Given information section start
PR #1931, opened 2024-07-24
feat: entity caching for top level fields

obmarg:
This adds entity caching for requests to top level fields.  The name entity caching isn't _really_ accurate for these, since they're not neccesarily entities, but whatever.

The implementation is very barebones at the moment: we just hash the query, and look that up in the cache.  We don't yet bother with auth scopes, cache invalidation, or even much of the configuration concerns for this feature (beyond what I needed for tests).

Fixes GB-7148

### DIFF
--- a/engine/crates/engine-v2/src/sources/graphql/mod.rs
+++ b/engine/crates/engine-v2/src/sources/graphql/mod.rs
@@ -1,8 +1,13 @@
-use grafbase_telemetry::span::subgraph::SubgraphRequestSpan;
-use request::execute_subgraph_request;
+use std::{borrow::Cow, time::Duration};
+
+use bytes::Bytes;
+use grafbase_telemetry::{gql_response_status::GraphqlResponseStatus, span::subgraph::SubgraphRequestSpan};
+use hex::ToHex;
+use request::{execute_subgraph_request, ResponseIngester};
 use runtime::fetch::FetchRequest;
 use schema::sources::graphql::{GraphqlEndpointId, RootFieldResolverWalker};
 use serde::de::DeserializeSeed;
+use sha2::Digest;
 use tracing::Instrument;
 
 use self::query::PreparedGraphqlOperation;
@@ -59,6 +64,7 @@ impl GraphqlPreparedExecutor {
             variables: &self.operation.variables,
             inputs: Vec::new(),
         };
+
         tracing::debug!(
             "Query {}\n{}\n{}",
             subgraph.name(),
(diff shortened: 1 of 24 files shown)


engine/crates/engine-v2/src/sources/graphql/mod.rs
```diff
@@ -92,20 +133,65 @@ impl GraphqlPreparedExecutor {
...
+impl<'ctx, R> ResponseIngester for GraphqlIngester<'ctx, R>
+where
+    R: Runtime,
+{
+    async fn ingest(
+        mut self,
+        bytes: Bytes,
+    ) -> Result<(GraphqlResponseStatus, SubgraphResponse), crate::execution::ExecutionError> {
+        if let Some(cache_key) = self.cache_key {
+            // We could probably put this call into the background at some point, but for
```
Finistere, line 173: hum indeed, there is a FutureUnordered executing background tasks here
https://github.com/grafbase/grafbase/blob/main/engine/crates/engine-v2/src/execution/coordinator.rs#L44

but no way to write in it, I guess we could have a MPSC channel with the sender inside the `ExecutionContext`.

engine/crates/runtime/src/kv.rs
```diff
@@ -60,5 +60,5 @@ impl std::ops::Deref for KvStore {
 #[async_trait::async_trait]
 pub trait KvStoreInner: Send + Sync {
     async fn get(&self, name: &str, cache_ttl: Option<Duration>) -> KvResult<Option<Vec<u8>>>;
-    async fn put(&self, name: &str, bytes: Vec<u8>, expiration_ttl: Option<Duration>) -> KvResult<()>;
+    async fn put(&self, name: &str, bytes: &[u8], expiration_ttl: Option<Duration>) -> KvResult<()>;
```
Finistere, line 63: `Cow<'_, [u8]>` would probably be the most flexible.

it's not great to use KV for caching. In Cloudflare KV behavior is different from cache. KV is more meant as a distributed KV than pure cache, so it'll try to fetch data from single colocation. Hence the `cache_ttl` in the `get()` to cache the result inside the current colocation. Entity cache shouldn't rely on that

Finistere (approved):

engine/crates/engine-v2/src/sources/graphql/mod.rs
obmarg: Yeah, was going to add a channel when/if we do this (not necessarily to that FutureUnordered, but maybe).  But out of scope for now

Finistere: yeah just wanted to mention that this existed for pretty much the same purpose, just at a different step of the execution. so could likely be re-used.

engine/crates/runtime/src/kv.rs
obmarg: > Cow<'_, [u8]> would probably be the most flexible.

I guess, though I'm struggling to see a situation where it'd be useful?  An owned thing can always be made into a slice and a slice doesn't need converted?  Although let me know if I'm missing some advantage.

> it's not great to use KV for caching. In Cloudflare KV behavior is different from cache. KV is more meant as a distributed KV than pure cache, so it'll try to fetch data from single colocation. Hence the cache_ttl in the get() to cache the result inside the current colocation. Entity cache shouldn't rely on that

Raised #1938 to make this a bit more obvious.  I'll do something to fix this in a future PR: likely pulling in some kind of cache impl

Finistere: Ok flexible wasn't the right word for `Cow`, wanted to say it can avoid copies

PR #1933, opened 2024-07-24
feat(engine-v2): authorized parent edge post execution

Finistere:
So this applies the response modifiers, once all the requirements are present, and adds some basic tests for them for the case:
```graphql
type User {
   name @authorized(fields: "id")
}
```

### DIFF
--- a/engine/crates/engine-v2/src/execution/mod.rs
+++ b/engine/crates/engine-v2/src/execution/mod.rs
@@ -5,6 +5,7 @@ mod header_rule;
 pub(crate) mod hooks;
 mod ids;
 mod planner;
+mod response_modifier;
 mod state;
 mod walkers;
 
@@ -89,10 +90,10 @@ pub(crate) struct QueryModifications {
 }
 
 // Modifies the response based on a given rule
-#[allow(unused)]
 pub(crate) struct ResponseModifierExecutor {
     pub rule: ResponseModifierRule,
     /// Which object & fields are impacted
+    /// ordered
     pub on: Vec<(ResponseObjectSetId, Option<EntityId>, ResponseKey)>,
     /// What fields the hook requires
     pub requires: ResponseViewSelectionSet,
--- a/engine/crates/engine-v2/src/execution/planner/mod.rs
+++ b/engine/crates/engine-v2/src/execution/planner/mod.rs
@@ -163,12 +163,14 @@ where
         {
             let parent_id = ResponseModifierExecutorId::from(i);
             for &field_id in &self.build_context[output_fields] {
-                let child_logical_plan_id = self.operation.plan.field_to_logical_plan_id[usize::from(field_id)];
-                let child_id = self.logical_plan_to_execution_plan_id[usize::from(child_logical_plan_id)]
-                    .expect("Depend on unfinished plan");
-                if !self.operation[parent_id].children.contains(&child_id) {
-                    self.operation[parent_id].children.push(child_id);
-                    self.operation[child_id].parent_count += 1;
+                for (i, input_fields) in self.build_context.execution_plans_input_fields.iter().enumerate() {
+                    let child_id = ExecutionPlanId::from(i);
+                    if self.build_context[*input_fields].contains(&field_id)
+                        && !self.operation[parent_id].children.contains(&child_id)
+                    {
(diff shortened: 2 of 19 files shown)


engine/crates/engine-v2/src/execution/mod.rs
```diff
@@ -89,10 +90,10 @@ pub(crate) struct QueryModifications {
 }
 
 // Modifies the response based on a given rule
-#[allow(unused)]
 pub(crate) struct ResponseModifierExecutor {
     pub rule: ResponseModifierRule,
     /// Which object & fields are impacted
+    /// ordered
```
obmarg, line 96: ordered by what?

engine/crates/engine-v2/src/execution/planner/mod.rs
```diff
@@ -163,12 +163,14 @@ where
...
-                    self.operation[parent_id].children.push(child_id);
-                    self.operation[child_id].parent_count += 1;
+                for (i, input_fields) in self.build_context.execution_plans_input_fields.iter().enumerate() {
+                    let child_id = ExecutionPlanId::from(i);
+                    if self.build_context[*input_fields].contains(&field_id)
+                        && !self.operation[parent_id].children.contains(&child_id)
+                    {
+                        self.operation[parent_id].children.push(child_id);
+                        self.operation[child_id].parent_count += 1;
+                    }
```
obmarg, line 173: Did you consider just putting this change in 1929 rather than putting it in this one and leaving a comment in 1929?  

Not that big a deal, but would have been nice to not just skip over it in the last one and then try to remember the context to review it here

engine/crates/engine-v2/src/execution/response_modifier.rs
```diff
@@ -0,0 +1,109 @@
...
+use super::{state::OperationExecutionState, ExecutionContext, ResponseModifierExecutorId};
+
+impl<'ctx, R: Runtime> ExecutionContext<'ctx, R> {
+    pub(super) async fn execute_response_modifier(
+        &self,
+        state: &mut OperationExecutionState<'ctx>,
+        response: &mut ResponseBuilder,
+        response_modifier_executor_id: ResponseModifierExecutorId,
+    ) {
+        let executor = &self.operation[response_modifier_executor_id];
```
obmarg, line 20: This is very confusing.  Why is a thing named context doing the execution, and the thing named executor not doing the one thing that it's name says it does.

I'm not even sure what to suggest here - is the executor named wrong?  Would this make more sense as a function on the executor, or just a freestanding function that _takes_ a context?

obmarg (approved):

engine/crates/engine-v2/src/execution/response_modifier.rs
Finistere: Oh, good catch. Yeah, this is more of a freestanding function. You're right that it should be an executor method for clarity, I mostly started with it not entirely how it would end up and left it as is

engine/crates/engine-v2/src/execution/mod.rs
Finistere: should have said `sorted`, it's just sorted

engine/crates/engine-v2/src/execution/planner/mod.rs
Finistere: yeah sorry about that

engine/crates/engine-v2/src/execution/mod.rs
obmarg: By what though?  Or just the "natural" order that a tuple of ints has?

Finistere: yeah just the natural order

Finistere: just `sort_unstable()`

obmarg: Maybe worth clarifying that in the comment?  It wasn't immediately obvious for some reason (guess maybe it should have been, but I dunno)

Finistere: `sorted by natural order`?

obmarg: works for me

PR #1938, opened 2024-07-25
fix: the runtime-local implementation of KvStoreInner

obmarg:
In #1931 it was pointed out that I was passing a None ttl to KvStoreInner::get, which on CF will cause the KV store to always look up in a central location instead of in a local datastore cache.

I did not realise that this was what the `cache_ttl` function was for, because I based my understanding on the runtime-local implementation, which used this parameter to decide whether an entry had expired.  although even that was a bit weird - it added the cache_ttl to the orignially requested expiry time, and ignored the original expiry time if you didn't provide a cache_ttl

This PR fixes the KV impl to be closer to what the parameters actually mean, and adds some docstrings.  So nobody else falls into this trap in the future.

### DIFF
--- a/engine/crates/runtime-local/src/kv.rs
+++ b/engine/crates/runtime-local/src/kv.rs
@@ -1,12 +1,17 @@
 use runtime::kv::{KvResult, KvStore, KvStoreInner};
 use std::{
-    collections::HashMap,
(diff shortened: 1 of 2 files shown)


jakubadamw (approved):
Nice!

PR #3077, opened 2025-04-23
cli: simplify and expose `grafbase compose` command

tomhoule:
Use the new SubgraphCache mechanism to share logic with `grafbase dev`. Now that the configuration files are merged, with an implicit default, the API feels much cleaner, so let's un-hide the command and release it.

closes GB-8936


cli/src/backend.rs
tomhoule, line 1: Dead code

PR #3081, opened 2025-04-24
cli: integrate new assets for grafbase dev

tomhoule:
The main difference with the previous iteration of the app is in the data requirements. The new app expects an `/app/data.json` endpoint that contains

I am stopping here in the interest of time, but there are weaknesses we should address in the future. In particular, `data.json` is polled, and it can be large. We should use SSE or similar here to avoid unnecessary redownloads. Or at least e-tag based caching.

closes GB-8903


cli/src/dev/hot_reload.rs
```diff
@@ -107,7 +107,10 @@ pub(crate) async fn hot_reload(
         subgraph_watcher.stop();
 
         let config = match Config::load(&config_path) {
-            Ok(config) => config,
+            Ok(mut config) => {
+                config.graph.introspection = Some(true);
```
tomhoule, line 111: This was a bug. The first gateway config would always get enabled introspection, but not anymore as the config gets reloaded.

tomhoule: Will add that to the changelog

PR #3082, opened 2025-04-24
chore: bump cli to 0.93.0

pimeys:
We should release now to get postgres working in dev.


fbjork (approved):

tomhoule (changes requested):
https://github.com/grafbase/grafbase/pull/3081 must be part of this now (new assets), requesting changes to prevent an accidental merge

PR #3089, opened 2025-04-27
feat(engine): Advanced composite batch key/lookup matching

Finistere:
Adding more complex lookup/key matching logic to take into account `@oneOf` and add test cases for batch variants. Single lookup isn't working yet.

Fixing `@oneOf` handling in composition (not being part of federation spec) and adding `@shareable` to composite schema link


crates/graphql-wrapping-types/src/lib.rs
```diff
@@ -75,7 +75,7 @@ impl Wrapping {
 
     const fn set_list_length(&mut self, len: u8) {
         assert!((len as u32) < MAX_LIST_WRAPINGS, "list wrapper overflow");
-        self.0 = (self.0 & !LIST_WRAPPER_LENGTH_MASK) | ((len as u16) << LIST_WRAPPER_SHIFT);
+        self.0 = (self.0 & INNER_IS_REQUIRED_FLAG) | ((len as u16) << LIST_WRAPPER_SHIFT) | (self.0 & ((1 << len) - 1));
```
tomhoule, line 78: I'm not sure I get this change. Was there a bug?

tomhoule (approved):

crates/graphql-wrapping-types/src/lib.rs
Finistere: ah yes, the problem was that if you changed the list length, it would not clean the bits for higher list wrapping (null/non-null). So equality would fail if you compared a wrapping you modified with a freshly created one. They represented the same thing, but the underlying `u16` wasn't the same.

PR #3090, opened 2025-04-27
update gateway version to force a perl pkg upgrade

cristifalcas:
update gateway version to force a perl pkg upgrade


gateway/Cargo.toml
```diff
@@ -1,6 +1,6 @@
 [package]
 name = "grafbase-gateway"
-version = "0.36.0"
+version = "0.36.1"
```
fbjork, line 3: Lets update the version in a separate PR

PR #3094, opened 2025-04-28
composition: fix scoping of imports

tomhoule:
The map holding imports by named was not scoped by subgraphs, leading imports to sometimes exceed the scope they were intended for.

The bug was probably introduced as the import map was moved from the ingest_subgraph() context to Subgraphs.


Finistere (approved):
Thanks!

PR #3096, opened 2025-04-28
composition: no auto-importing federation directives in virtual subgraphs

tomhoule:
That behaviour is for backwards compatibility. Virtual subgraphs are new, let's start clean there.


fbjork (approved):

Finistere (approved):
nice

PR #3105, opened 2025-04-29
chore(engine): Avoid cloning errros everywhere

Finistere:
Today each ResponsePart has its own errors vec that will appended to
the `ResponseBuilder` one. This move is useless as their only purpose is
to be serialized later.

Furthermore, before I used to add an error for every field which had a problem, even if it was the same one. I think it's pretty much useless. The primary purpose of the error is to help a human to understand what went wrong.

So now I only add unique errors, avoiding duplicates. Less data to serialize and clone.

Have to update extensions repo after.

### DIFF
--- a/.github/workflows/rust-prs.yml
+++ b/.github/workflows/rust-prs.yml
@@ -619,6 +619,8 @@ jobs:
           cargo build -p test-matrix
 
       - name: Test all extensions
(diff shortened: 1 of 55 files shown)


Finistere:
And merged another PR in this one..., now it's big sorry :/

tomhoule (approved):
Given information section end
• Task objective: Of the records above, copy each line that includes "flexible".

• Your solution:
Finistere, line 63: `Cow<'_, [u8]>` would probably be the most flexible.
obmarg: > Cow<'_, [u8]> would probably be the most flexible.
Finistere: Ok flexible wasn't the right word for `Cow`, wanted to say it can avoid copies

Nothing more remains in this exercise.